(Stored items)
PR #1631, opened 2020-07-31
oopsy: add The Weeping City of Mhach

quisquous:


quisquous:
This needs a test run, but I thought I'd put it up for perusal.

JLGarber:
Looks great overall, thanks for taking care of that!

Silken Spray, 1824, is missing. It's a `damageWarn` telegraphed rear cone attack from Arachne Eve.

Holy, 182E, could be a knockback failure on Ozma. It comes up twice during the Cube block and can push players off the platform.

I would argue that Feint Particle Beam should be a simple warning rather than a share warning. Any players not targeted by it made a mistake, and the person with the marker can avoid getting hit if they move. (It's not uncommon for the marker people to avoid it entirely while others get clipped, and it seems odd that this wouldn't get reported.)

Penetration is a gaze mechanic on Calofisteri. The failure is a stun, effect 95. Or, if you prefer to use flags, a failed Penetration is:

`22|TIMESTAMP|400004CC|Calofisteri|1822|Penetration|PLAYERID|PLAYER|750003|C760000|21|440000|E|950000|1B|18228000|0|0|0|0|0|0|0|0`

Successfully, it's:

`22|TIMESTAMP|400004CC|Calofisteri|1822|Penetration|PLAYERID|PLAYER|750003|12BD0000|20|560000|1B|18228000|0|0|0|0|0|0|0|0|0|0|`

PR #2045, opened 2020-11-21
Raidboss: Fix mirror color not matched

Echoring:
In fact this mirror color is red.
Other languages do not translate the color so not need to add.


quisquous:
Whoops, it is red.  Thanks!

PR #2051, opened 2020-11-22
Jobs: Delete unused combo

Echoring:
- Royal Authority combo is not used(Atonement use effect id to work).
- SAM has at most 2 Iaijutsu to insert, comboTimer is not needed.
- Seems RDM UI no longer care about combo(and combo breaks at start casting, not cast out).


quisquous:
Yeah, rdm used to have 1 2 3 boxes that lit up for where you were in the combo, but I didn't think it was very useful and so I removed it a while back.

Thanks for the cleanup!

The task: Find how many lines in the records contain the string "mirror", then give the number alone.

Your response: 2